Nope, I run 2 12lb weights on my 80's large frame cub cadet. Put a set of roller skids on it and you wont even know they are there.


----------



## 140278 (Aug 27, 2020)

toro's are no better, the power maxes are very light in the front end ,with out extra weight they do ride up very easily


----------



## Rooskie (Feb 12, 2015)

drmerdp notes an even bigger factor than weight. Looks like Euclid was right, after all.🤗

As they could be set-up like round skid-wheels, I like the brake rotor idea mentioned here to help these newer, light-weight buckets. The rotors answer two needs of the machine: More weight, protection for the lower bucket and it sets the badly-needed extra weight close the the ground and not on top of a bucket made of admittedly lighter-weight metal. 
It just seems counter-intuitive to put that much weight on top of the bucket. It causes more flexing to the welds holding the bucket together.
My ol' 1971 Ariens, unsafe as all get out according to many, doesn't have a problem with front end lift-up. I am using the armorskids with the skinny end leading. I do have to provide gentle support underneath the handlebars if I insist on a close-to-the-ground cut, but the trade-off is I can do my gravel driveway with just a minor push down on the handlebars. Perfectly balanced for whatever may come. Except bricks. 😕 
Here we are at the water, folks. Anyone thirsty?
Or am I at this point?








Let's go out and enjoy the nice weather.


----------



## jr27236 (Feb 19, 2021)

I can say from owning this machine and others from older modern machines to real old hard wheeled snow birds. That this machine (Ariens Pro 28) is absolutely made of heavier gauge metal then the other modern machines, including the one this replaced. The person who is most spot on is @drmerdp stating the placement of the axle. All machines have riden up on top of packed snow that Ive used and of course the more nose weight is going to counter that. Anyway enough with all that and here is the final product installed.


----------



## farmer52 (Dec 27, 2020)

I made a weight using 1-3/8" square steel stock 26" long. The weight is 11#. Had it powder coated and attached with SS hardware with nylon washers between the bar, housing, and fender washers.

This was discussed previously. Do a SEARCH.









Ariens bucket bounces up and down... why?


Hi guys! I don’t even know how to explain this properly but using my brand new Ariens Deluxe 28 this morning I noticed that in some spots the bucket nose would bounce up and down leaving an uneven terrain behind. What is going on and what am I doing wrong? My driveway is gravel and speed didn’t...




www.snowblowerforum.com


----------



## Rooskie (Feb 12, 2015)

jr27236 said:


> I can say from owning this machine and others from older modern machines to real old hard wheeled snow birds. That this machine (Ariens Pro 28) is absolutely made of heavier gauge metal then the other modern machines, including the one this replaced. The person who is most spot on is @drmerdp stating the placement of the axle. All machines have riden up on top of packed snow that Ive used and of course the more nose weight is going to counter that. Anyway enough with all that and here is the final product installed.

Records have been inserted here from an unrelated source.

PR #4015, opened 2018-08-17
adding circleci config stuffs

vsoch:
This pull request will trigger CI to run for the newly added configuration. 

## What does it do?
Specifically, this test builds and deploys a docker development container with sbt and scala to build cromwell. 

## How is it tested?
The user is instructed to bind the source code with "sbt assembly" in the `/code` directory in the container after binding the root of this repository to `/code`. Since we cannot have volumes in circle, we instead just test the added code to the container, also located at `/code`. Since the purpose of this container is to be a clean slate with sbt, scala to build cromwell, the primary test that is important is ensuring that `sbt assembly` runs successfully without a hitch. Any other "docker" tests for the actual cromwell (not building it) would not belong here, but with Docker containers meant to deploy cromwell proper.

# Where does it deploy?
The container will deploy to the `CONTAINER_NAME` defined in the circle environment settings (or in the circle config at `.circleci/config.yml`. By default, it will be tagged with the commit first 10 characters, and then latest, and you can change this behavior by defining `DOCKER_TAG` either in the config or circle environment (I don't see a reason to do this). Note that deploy is ONLY set up to happen on pushes to master (and you can change this to also be develop, if you choose, or to be both and then to deploy to tags `<branch>-<commit>` or something like that.

## Background
This was first done at the repo [vsoch/cromwell](https://github.com/vsoch/cromwell/pull/1) to test since I can't set it up for the broadinstitute. The (finally) working test is at [https://circleci.com/gh/vsoch/cromwell/11](https://circleci.com/gh/vsoch/cromwell/11). I forgot that I can't have volumes, so it took me many tries to remember this, derp :P 

When adding to the repository here, the following additional work will be needed for setup:

 - Turn on the repository to build at circleci. The first build, since there is no `.circici/config.yml` will probably just yell at you for having "Version 1.0" or not finding a config.
 - You will want to turn on building forked pull requests in the settings
 - Under environment variables, define the following:
    - `DOCKER_USER` should be the user to authenticate pushing
    - `DOCKER_PASS` password for that user (**important** do not turn on also testing of forked pull requests on their branch (different setting from above) as this could compromise these credentials.
    - `CONTAINER_NAME` should be something like `broadinstiutute/cromwell-dev`

 - The tag will always build the commit id, and then latest. If you want to change this behavior, define `DOCKER_TAG`.
 - ensure the branch logic (when things are triggered) is to your liking.
 - update the repo badge to be cromwell here and not on vsoch (after you connect the two!)

I noticed that there is no sbt version set (in some config file) - would this make sense to do?

```bash
[warn] No sbt.version set in project/build.properties, base directory: /
[info] Set current project to root (in build file:/)
[info] 1.2.1
```

### DIFF
--- a/.circleci/config.yml
+++ b/.circleci/config.yml
@@ -98,11 +98,10 @@ dockerdeploy: &dockerdeploy
             docker push ${CONTAINER_NAME}:latest
       fi
 
-
 dockerbuild: &dockerbuild
     name: Build cromwell development Docker container
     command: |
-      docker build --cache-from=${CONTAINER_BUILD_NAME} -t ${CONTAINER_NAME}:${DOCKER_TAG} .
+      docker build --cache-from=${CONTAINER_BUILD_NAME} -f scripts/docker-develop/Dockerfile -t ${CONTAINER_NAME}:${DOCKER_TAG} .
 
 
 
@@ -134,8 +133,12 @@ jobs:
           name: Run tests
           command: |
             echo "What tests would you like, my dear McMuffins?"
+            echo "1. Testing for install of sbt and scala"
             docker run --it ${CONTAINER_NAME}:${DOCKER_TAG} which scala
+            docker run --it ${CONTAINER_NAME}:${DOCKER_TAG} scala --version
             docker run --it ${CONTAINER_NAME}:${DOCKER_TAG} which sbt
+            docker run --it ${CONTAINER_NAME}:${DOCKER_TAG} sbt --version
+            docker run -it ${CONTAINER_NAME}:${DOCKER_TAG} sbt assembly
       - run: *dockersave
 
   deploy:
--- a/.circleci/config.yml
+++ b/.circleci/config.yml
@@ -139,8 +139,8 @@ jobs:
             echo "docker run -it ${CONTAINER_NAME}:${DOCKER_TAG} which sbt"
             docker run -it ${CONTAINER_NAME}:${DOCKER_TAG} which sbt
             echo "1. Testing sbt assembly"
-            echo "docker run -it -v $PWD:/code ${CONTAINER_NAME}:${DOCKER_TAG} sbt assembly"
-            docker run -it -v $PWD:/code ${CONTAINER_NAME}:${DOCKER_TAG} sbt assembly
+            echo "docker run -v /tmp/src:/code ${CONTAINER_NAME}:${DOCKER_TAG} sbt assembly"
+            docker run -v $PWD:/code ${CONTAINER_NAME}:${DOCKER_TAG} sbt assembly
       - run: *dockersave
 
   deploy:
--- a/.circleci/config.yml
+++ b/.circleci/config.yml
@@ -101,7 +101,8 @@ dockerdeploy: &dockerdeploy
 dockerbuild: &dockerbuild
     name: Build cromwell development Docker container
     command: |
-      docker build --cache-from=${CONTAINER_BUILD_NAME} -f scripts/docker-develop/Dockerfile -t ${CONTAINER_NAME}:${DOCKER_TAG} .
+      source ${BASH_ENV}
+      docker build -f scripts/docker-develop/Dockerfile -t ${CONTAINER_NAME}:${DOCKER_TAG} .
 
 
 
--- a/.circleci/config.yml
+++ b/.circleci/config.yml
@@ -135,10 +135,11 @@ jobs:
           command: |
             echo "What tests would you like, my dear McMuffins?"
             echo "1. Testing for install of sbt and scala"
-            docker run --it ${CONTAINER_NAME}:${DOCKER_TAG} which scala
-            docker run --it ${CONTAINER_NAME}:${DOCKER_TAG} scala --version
-            docker run --it ${CONTAINER_NAME}:${DOCKER_TAG} which sbt
-            docker run --it ${CONTAINER_NAME}:${DOCKER_TAG} sbt --version
+            docker run -it ${CONTAINER_NAME}:${DOCKER_TAG} which scala
+            docker run -it ${CONTAINER_NAME}:${DOCKER_TAG} scala --version
+            docker run -it ${CONTAINER_NAME}:${DOCKER_TAG} which sbt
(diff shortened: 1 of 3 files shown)


vsoch:
oups wrong base, disregard! lol.

vsoch:
okay I've just updated the circle badge to be cromwell on broadinstitute (which doesn't technically exist yet) but the purpose was to add all the commits where I failed like a struggling panda to get the testing setup :) All is working now!

vsoch:
I'm not sure why this failed? I didn't change any of the testing here... :/ Is the CI base broken or inconsistent?

kshakir:
Hi @vsoch,

Lot's of good stuff here on first glance. I'll dive deeper over the weekend.

For better or worse, depending on pricing, support, reliability, etc. etc. etc. we like to move around our CI. I personally also like being able to test scripts on my laptop as much as possible.

To that end, I'm trying to advocate for bash scripts that are then invoked from whatever CI we choose.

I haven't RTFM'ed enough of this PR nor CircleCI's manual yet to fully grasp what specific Circle features are being used here. Could a lot of the logic be separated from the `.circleci/config.yml` into a script, or multiple scripts if necessary?

On a related note, based on your expertise I may want to pick your brain to go over our [existing CI scripts](https://github.com/broadinstitute/cromwell/blob/develop/src/ci/bin/test.inc.sh#L38-L39) too as we move to Circle, or perhaps something even ~shinier~ [newer](https://news.ycombinator.com/item?id=17602838).

Re your build failing: it wasn't anything in your PR. Based on the logs there was a weird connection issue between Travis and Github returning HTTP 5xx errors during the tests.

.circleci/config.yml
```diff
@@ -0,0 +1,183 @@
...
+      - restore_cache:
+          key: dependency-cache
+      - setup_remote_docker
+      - run: *dockerenv
+      - run: *install
+      - run: *dockerload
+      - run: *dockerbuild
+      - run:
+          name: Run tests
+          command: |
```
vsoch: hey @kshakir I'd love to help! To answer your question, the entire workflow yaml can stay as is, and you can generalize to having them work locally by writing the commands below this comment into a shell script (and then just running the script for a command). You would also want to nicely manage the variables for the container name, etc, basically another copy paste from the `dockerenv` function here :)

vsoch:
> Lot's of good stuff here on first glance. I'll dive deeper over the weekend.

ok!

> For better or worse, depending on pricing, support, reliability, etc. etc. etc. we like to move around our CI. I personally also like being able to test scripts on my laptop as much as possible.

Yes we definitely can! See my comment above - it just is above moving the little snippet where the test actually happens from a command block to running a script from that same command block.

> To that end, I'm trying to advocate for bash scripts that are then invoked from whatever CI we choose.

+1!

> I haven't RTFM'ed enough of this PR nor CircleCI's manual yet to fully grasp what specific Circle features are being used here. Could a lot of the logic be separated from the .circleci/config.yml into a script, or multiple scripts if necessary?

I think the part we would want to take out are the testing commands, just executed via some primary file (that calls the individual ones, and which could be run on a host).

> On a related note, based on your expertise I may want to pick your brain to go over our existing CI scripts too as we move to Circle, or perhaps something even shinier newer.

Sure! I'm always around :)

> Re your build failing: it wasn't anything in your PR. Based on the logs there was a weird connection issue between Travis and Github returning HTTP 5xx errors during the tests.

Yeah, I've unfortunately been there :P Good luck this weekend!

vsoch:
ping! Just wanted to check here to see if you need anything from me?

kshakir:
@vsoch Sorry, our devops team has asked us to be especially thorough with PRs affecting our CI environments/dependencies. I've been bouncing between reading up on the [CircleCI docs](https://circleci.com/docs/2.0/configuration-reference/) and checking on several 🔥events this week.

If you have time, perhaps we can setup a remote session next week where you can give me a tour of yml and everything that's going on? If you propose three times that work for you I'll pick one. Feel free to msg me here or email if that's easier.

Otherwise I'll continue looking through the docs and get back to you once the flames die down. 🤞

kshakir:
Thanks for the brain dump. Chatting w/ some of our devops folks, they will work with us to move to CircleCI at some point. For now the team doesn't have the expertise nor bandwidth to evaluate how to do so securely. For example, we have several Hashicorp Vault rendered-secrets in our CI builds that should stay in the CI and not get vacuumed up into a docker image.

I still want to ensure your code lives on, so for now [I submitted a PR](https://github.com/broadinstitute/cromwell/pull/4038) that takes takes your work above, wraps the `docker build` in a portable script, then adds it as [a parallel regression test](https://travis-ci.org/broadinstitute/cromwell/builds/420635707) under our common CI scripts. Whenever we move over from Travis to Circle it should move with the other scripts.

vsoch:
okay, that works for me! To answer your questions about CircleCI:

 - environment variables used in the project are [encrypted](https://circleci.com/docs/2.0/security/#encryption) also using hashicorp vault! So, same thing or if not very similar deal as what you have.
 - once you set them in the interface, you can't change or see them
 - if the environment variables aren't set in the container with ENV or as flags with --env then they won't be saved. You would likely want to have them be [ARGS](https://vsupalov.com/docker-arg-env-variable-guide/) instead to be used and available in the container during build, but then not persisted in the container.

So, as long as:
 - you set secrets in the project and not the circle.yml
 -  you don't allow the CI to pass on secrets to other forked build requests (you would have to turn it on in settings are there are a lot of **warning don't do this!** prompts before you get there and
 - you use ARGS to expose needed variables from the environment to the container for building (that don't get saved). 

I think you'd be ok :) But sure, I'm definitely not a security expert. Anyway, since it's a single file, please feel free to grab the commit from here if/when you are ready.

vsoch:
Sure, but generally I would advocate to leave open PRs that you might want other contributors to see (that they have not been fully addressed / might be integrated in the future). There isn't any harm in leaving it open, until it's irrelevant and has no chance of being looked over again!

This is of course my 0.02 and just an opinion, so if you feel strongly about closing it, that is up to you.

geoffjentry:
Hi @vsoch - we do hope to move to circleci but need to tie in to other internal things before that happens, which won't be i nthe immediate future. Thanks for poking at this, but closing for now.

PR #3491, opened 2023-12-05
spicy/runtime-support: Use Vector::unsafeBegin() for args iteration

awelzel:
Use unsafe iteration from https://github.com/zeek/spicy/pull/1609

### DIFF
--- a/src/spicy/runtime-support.cc
+++ b/src/spicy/runtime-support.cc
@@ -197,7 +197,8 @@ void rt::raise_event(const EventHandlerPtr& handler, const hilti::rt::Vector<Val
 
     Args vl = Args();
     vl.reserve(args.size());
-    for ( const auto& v : args ) {
+    for ( auto it = args.unsafeBegin(); it != args.unsafeEnd(); it++ ) {
+        const auto& v = *it;
         if ( v )
             vl.emplace_back(v);
         else


awelzel:
Iterating over a `hilti::rt::Vector` instance results `std::shared_ptr creation` and atomic instruction overhead for every iterated element. This switched `raise_event()` to the "unsafe" interface iterating directly over the underlying vector to avoid the unneeded overhead.


For a tiny Spicy analyzer, results in significant overhead reduction.
```
|:---|---:|---:|---:|---:|
| `taskset -c 0 /opt/zeek-dev-prod/bin/zeek -D -C -b  protocols/bench  -r ../issues/bench-traffic/bench-traffic-32-10000.pcap  Bench::t=spicy` | 5.684 ± 0.064 | 5.633 | 5.847 | 1.07 ± 0.02 |
| `taskset -c 0 /home/awelzel/corelight-oss/zeek/prod-build/src/zeek -D -C -b  protocols/bench  -r ../issues/bench-traffic/bench-traffic-32-10000.pcap  Bench::t=spicy` | 5.318 ± 0.069 | 5.248 | 5.460 | 1.00 |
```

Following flamegraph zooming into a done hook. In this case `spicy::rt::raise_event` is completely dominated by 1) iteration and `std::shared_ptr` overhead and 2) EventMgr's flare `write()` system call  (which has just been removed with #3483).

Screenshot from 2023-12-05 16-55-16

auxil/spicy
bbannier, line 1: This needs to be replaced with a bump of Spicy.

bbannier (approved):

PR #3493, opened 2023-12-06
iosource: Specify libkqueue dependency for subdir lib

awelzel:
Since a while my build has been spilling the following warnings:

    [18/1687] Building C object auxil/c-ares/src/lib/CMakeFiles/c-ares.dir/ares__addrinfo2hostent.c.o
    cc1: warning: zeek/prod-build/libkqueue-build/include: No such file or directory [-Wmissing-include-dirs]

My take is that FindKqueue extends the include directories globally and
tickles this warning because c-ares is built first. Grepping around,
<sys/event.h> is only included in iosource/Manager.cc, so we should
be able to reduce the exposure just to the iosource subdir.

---

To go with: https://github.com/zeek/cmake/pull/101

### DIFF
--- a/src/iosource/CMakeLists.txt
+++ b/src/iosource/CMakeLists.txt
@@ -1,5 +1,9 @@
 zeek_add_subdir_library(
     iosource
+    INCLUDE_DIRS
+    ${LIBKQUEUE_INCLUDE_DIRS}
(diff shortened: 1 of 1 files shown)


Neverlord (approved):
LGTM 👍

PR #3496, opened 2023-12-08
Monthly script optimization maintenance - Dec 23

vpax:
This month's script optimization maintenance mainly focuses on the recent introduction of indexing `table[pattern] of T` values with `string`s, and "delayed" logging. There's also more minor tidying, including (inspired by a comment of @awelzel's) reducing the number of different types of pointers used by script optimization classes, a change that's quite straight forward but touches a lot of files.

There are two substantive changes to the main (non-script-optimization) code. The first fixes a subtle bug. When Zeek terminates, it tells the `notifier::detail` `Registry` used by `Trigger` objects (to be informed about changes to values they're interested in) to likewise terminate. When the `Registry` terminates, it in turn tells each `Trigger` object registered with it to terminate. However it turns out that the `Trigger` terminations can lead to `Frame` resets, and those in turn can delete _other_ `Trigger` objects. If those other objects are _also_ in the `Registry` and it hasn't yet terminated them, then during the `Registry`'s subsequent access to them (to terminate them) it can access now-deallocated memory. (This problem only manifests in the BTests when using ZAM. I haven't been able to fully figure out why. The interpreter and ZAM set up somewhat different `Trigger` constructions for nested `when` statements. Both constructions appear to work, and at a glance the ZAM one actually looks more likely to be fundamentally correct than the interpreter one.)

Probably the best fix for this problem would be to rework the `Registry` to use smart pointers, so it can safely hold on to its list-of-`Trigger`s-to-terminate even if telling them to terminate leads to other `Trigger`s being `Unref`'d. And this would in fact be easy if the `Registry` dealt directly with `Trigger`s, because then it could just use `IntrusivePtr<Trigger>`. However, instead it deals with an intermediary class, `Receiver`, and `Trigger` objects use multiple inheritance to be both `Obj` and `Receiver` subclasses. It turns out that the only `Receiver` subclasses in the code base are `Trigger`s, so we could in fact just get rid of `Receiver` and switch the `Registry` to dealing with `IntrusivePtr<Trigger>` objects. I didn't go this route (yet), however, because I didn't know whether there's a desire to keep the functionality available for future use by something other than `Trigger` objects. So the fix I introduced was to have `Trigger`s explicitly tell the `Registry` when they're all done (they already implicitly did so), and the `Registry` remembers that fact and uses it to avoid accessing a now-invalid `Receiver`/`Trigger` pointer. Happy to rework with the cleaner approach if there's agreement that it's the better way to go.

Second (and much more minor), some recently introduced `TableVal` methods required `const StringValPtr&` arguments, for which ZAM code had to go out of its way to construct an `IntrusivePtr` from a bare underlying pointer. These methods now support both `const StringValPtr&` and `const StringVal*` versions, which saves it from having to do so.


src/Notifier.cc
```diff
@@ -58,13 +70,20 @@ void Registry::Modified(Modifiable* m) {
 }
 
 void Registry::Terminate() {
-    std::set<Receiver*> receivers;
```
awelzel, line 61: I haven't tried, and this might be completely off, but could rewriting the original `Terminate()` as something like the following work without the extra final_receivers? Intuitively by the comments, Triggers should fully unregister themselves and at the end of it registrations be empty (or this results in an endless loop :sweat: )

```
while ( ! registrations.empty() ) {
  const auto& it = registrations.begin();
  it->second->Terminate();
}
```

src/Val.h
```diff
@@ -869,12 +869,14 @@ class TableVal final : public Val, public notifier::detail::Modifiable {
     // For a table[pattern], return a vector of all yields matching
     // the given string.
     // Causes an internal error if called for any other kind of table.
-    VectorValPtr LookupPattern(const StringValPtr& s);
+    VectorValPtr LookupPattern(const StringValPtr& s) { return LookupPattern(s.get()); }
+    VectorValPtr LookupPattern(const StringVal* s);
```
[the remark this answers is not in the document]
vpax: Point taken. I'll push a reversion shortly.

Also, in the process of testing this I found a more significant issue in how script optimization's AST analysis identifies functions that might be called indirectly. That led to some significant revamping of the tracking-of-function-properties functionality (all inside `src/script_opt/`) which is part of what I'm pushing, too.

src/Notifier.cc
vpax: Oooh much better. I've included this in my latest push. (I kept the new `Notifier` API for a `Receiver` to report "hey I'm all done" as it seems reasonable to have that in any case.)

I'm finished with new changes, barring other points to consider. Thanks for the comments!

vpax: (oh and ASAN confirmed that that change is fine)

awelzel: > (oh and ASAN confirmed that that change is fine)

The ASAN test failed in CI, actually. Let me comment on one `Unref()` where I'm not sure where it went :-)

src/Trigger.cc
```diff
@@ -373,10 +373,7 @@ void Trigger::Register(Val* val) {
 void Trigger::UnregisterAll() {
     DBG_LOG(DBG_NOTIFIERS, "%s: unregistering all", Name());
 
-    for ( const auto& o : objs ) {
-        notifier::detail::registry.Unregister(o.second, this);
-        Unref(o.first);
```
awelzel, line 378: This `Unref()` has been lost? Wouldn't mind sticking with the old variant, given all the comments how the Registry isn't doing reference management.

src/spicy/spicyz/glue-compiler.cc
```diff
@@ -989,7 +989,8 @@ bool GlueCompiler::compile() {
     if ( ! _doc_id.empty() ) {
         auto mtime = hilti::expression::Ctor(hilti::ctor::Time(hilti::rt::time::current_time()));
         preinit_body.addCall("zeek_rt::register_spicy_module_begin",
-                             {hilti::builder::string(_doc_id), hilti::builder::string(_doc_description), mtime});
+                             {hilti::builder::string_mut(_doc_id), hilti::builder::string_mut(_doc_description),
```
awelzel, line 992: Bit unsure why the spicy changes ended up here, but can probably straightened out during a final rebase or merge.

src/Trigger.cc
vpax: Ah - lost in the switch to the other API. I'll revert (and remove the API, since this shows that it's problematic).

I'm guessing CI ASAN found this via leaks as opposed to memory problems? Alas ASAN on my Mac doesn't do leaks ...

src/spicy/spicyz/glue-compiler.cc
vpax: Just pushed fixups for the `Trigger` stuff, with luck it's now sound.

The spicy changes may have been a cut&paste glitch on copying a commit hash. If not, then I Have No Idea

src/Trigger.cc
awelzel: > I'm guessing CI ASAN found this via leaks as opposed to memory problems?

Ah yes, those were all LeakSanitizer report.

src/script_opt/FuncInfo.h
```diff
@@ -1,17 +1,24 @@
...
+extern bool is_special_script_func(std::string func_name);
+
+// An idempotent function returns the same value when called with the
+// same arguments (and has no meaningful side effects in terms of script-level
+// or Zeek-internal state).
+extern bool is_idempotent(std::string func_name);
+
+// Whether the given function (currently, just BiFs) has no Zeek-script-level
+// side effects.
+extern bool has_no_script_side_effects(std::string func_name);
```
awelzel, line 22: Usuing `const std::string& func_name` or `std::string_view` would avoid a copy of a string. Probably irrelevant where this is used, but thought I'd mention it.

If the source is `const char*`, then yes, this works, though I believe `std::map<std::string, ...>` can be made (or does) support `const char*` lookups transparently, too.

src/script_opt/FuncInfo.cc
```diff
@@ -6,461 +6,507 @@
...
+// we use a bitmask-style approach so we can accommodate future attributes
+// that might overlap.
+
+// BiF Functions that are not listed are assumed to have Unknown side effects.
+// (These are described in comments after the table definition.)  Script
+// functions that are not listed as assumed to not be "special", i.e. known
+// to the event engine.
+
+// Does not change script-level state (though may change internal state).
+#define ATTR_NO_SCRIPT_SIDE_EFFECTS 0x1
```
awelzel, line 23: Nothing to address and it's certainly subjective, but positive terms are generally easier to reason about and help avoiding double negatives.

```
if ( ! has_no_script_side_effects(b->Name()) )
            return false;
```
For someone just skimming this and not immersed, it's mind-twisting :-)

src/script_opt/FuncInfo.h
vpax: thanks for flagging, I've noted this for next month's maintenance

src/script_opt/FuncInfo.cc
vpax: likewise, noted this for next month's maintenance

PR #3499, opened 2023-12-13
SMTP: Add BDAT support

### LINKED ISSUE #3264: SMTP BDAT support
As per discussion over in #2487 we should fix Zeek's inability to deal with `BDAT` verbs. There are several options, outlined in the discussion, starting from minimally just skipping these instructions (though I'd hope we can do better).

I'm marking this a bug because SMTP parsing of `BDAT` sessions tends to derail pretty badly.

I'm putting this on the roadmap for 6.2 — thoughts welcome.

---

https://datatracker.ietf.org/doc/html/rfc3030

awelzel:
Closes #3264


awelzel:
For the BINARYMIME part of RFC3030, I'm interpreting it as an "ask" to the receiver to not transform anything within the BDAT chunks, but it should still be MIME messages within it, so wouldn't need to treat it differently.

>    It is especially important when using BINARYMIME to ensure that the
   MIME message itself is properly formed.

src/analyzer/protocol/smtp/BDAT.cc
```diff
@@ -0,0 +1,301 @@
...
+    DBG_LOG(DBG_ANALYZER, "BDAT: NextChunk size=%" PRIi64 " last=%d", chunk_size, chunk_type == ChunkType::Last);
+    assert(remaining_chunk_size == 0);
+    cur_chunk_type = chunk_type;
+    remaining_chunk_size = chunk_size;
+}
+
+void SMTP_BDAT_Analyzer::DeliverStream(int len, const u_char* data, bool is_orig) {
+    analyzer::Analyzer::DeliverStream(len, data, is_orig);
+    assert(mail != nullptr);
+    assert(len <= RemainingChunkSize());
```
0xxon, line 47: Is it possible to create a case where this triggers?

If yes - this should probably raise a weird instead.

0xxon (approved):
Looks good to me.

src/analyzer/protocol/smtp/BDAT.cc
awelzel: Made it a weird and truncated len instead. It shouldn't trigger given the `SMTP_Analyzer` usage, but remember being uneasy having the `assert` back when I added it :-)

Thanks!

PR #3501, opened 2023-12-13
rule-parse: Remove [event_name] syntax, deprecate msg as identifier

awelzel:
As suggested by Robin. Thanks.


NEWS
```diff
@@ -73,32 +73,31 @@ New Functionality
   to raise instead of ``signature_match()``. This can be more efficient in certain
   scenarios compared to funneling every match through a single event.
 
-  The new syntax is to put the name of the event in brackets before the string
-  or identifier used as message. As an extension, it is possible to only provide
-  the bracketed event name. In this case, the framework expects the event's
-  parameters to consist of only state and data as follows:
+  The new syntax is to put the name of the event before the string used for the
+  ``msg`` argument. As an extension, it is possible to only provide an event name.
```
rsmmr, line 77:
```suggestion
  ``msg`` argument. As an extension, it is possible to only provide an event name, skipping ``msg``.
```

NEWS
```diff
@@ -73,32 +73,31 @@ New Functionality
...
-		event [found_root]
+		event found_root
 	}
 
 	event found_root(state: signature_state, data: string) { }
 
-  Passing an additional message parameter to a custom event is possible with the
-  following syntax. The custom event's parameters need to align with those for the
-  ``signature_match()` event:
+  Using the msg parameter with a custom event looks as follows. The custom event's
```
rsmmr, line 88:
```suggestion
  Using the ``msg`` parameter with a custom event looks as follows. The custom event's
```

NEWS
```diff
@@ -73,32 +73,31 @@ New Functionality
...
 	}
 
 	event found_root_with_msg(state: signature_state, msg: string, data: string) { }
 
-  The message can also be specified as a Zeek side identifier, in which case
-  its initial value will be passed to the custom events. This is identical
-  to the behavior with the default ``signature_match()`` event.
+  Note, message can currently be specified as a Zeek identifier, which is disambiguated
+  behind the scenes for the first variant. Specifying ``msg`` as a Zeek identifier
+  has further been deprecated.
```
rsmmr, line 100:
```suggestion
  Note, the message argument can currently still be specified as a Zeek identifier refering to a script-level string value, which is disambiguated
  behind the scenes for the first variant. Specifying ``msg`` as a Zeek identifier
  has been deprecated with the new event support and will be removed in the future. 
```

rsmmr (approved):
Thanks. :-)

PR #3502, opened 2023-12-14
CI updates

ckreibich:
I'm taking the liberty to remove a few distros that will EOL before the end of the year, since we won't be changing that much before 12/31. This includes FreeBSD 12, see [here](https://www.freebsd.org/security/#sup).

I'm not yet going near the headache distros that we've considered dropping since they will EOL by the time Zeek 7 comes out. I'm thinking we could do that once 6.2 is out, but thoughts are welcome.


ckreibich:
I have changes for Spicy too, but its CI stance is sufficiently different from Zeek that I'm usually not sure how far to go in the tweaking when I make a CI pass. @rsmmr, @bbannier, feel free to let me know — happy to put up a PR there too while I'm at it.

.cirrus.yml
```diff
@@ -209,7 +209,7 @@ centos7_task:
 
 debian12_task:
   container:
-    # Debian 12 (bookworm) EOL: (not yet released)
+    # Debian 12 (bookworm) EOL: TBD
     dockerfile: ci/debian-12/Dockerfile
```
awelzel, line 213: Seems reasonable to remove SKIP_TASK_ON_PR and add it to debian11 (and 10?)

awelzel: Could also see bumping the arm_debian11 build to debian12 instead.

awelzel (approved):

awelzel:
Given the broker change, Could see bumping ubuntu23 to from 23.04 to 23.10.

.cirrus.yml
ckreibich: Thanks, done.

You got the 'Honda Fever' except this strain is Orange.
I had it for Mustangs.
I had it for Lincolns.
I had it for 32' Trojan Yachts.
I had it for F-150's.
I had it for Lawn-Boy lawnmowers.
I had it for Honda Lawnmowers and most recently, their snowblowers.
You've drooled over this machine for years. You paid dollars beaucoup for it.
You get it and it needs weight installed in the front to properly do it's job, but still you're defending it. 
It's not your fault, everyone does it. Let's wait until there are a few scratches on the inside of that shiny bucket before drawing conclusions, shall we?
I did the same for a Honda lawnmower, even while it was leaving a line of grass uncut. ('If you go in first gear, it makes a great cut') or part prices ('By spending this money for these parts now, it will cut problem-free for years'). Both equivocations. My old Troy-bilt with a B&S that I got for free cuts better. 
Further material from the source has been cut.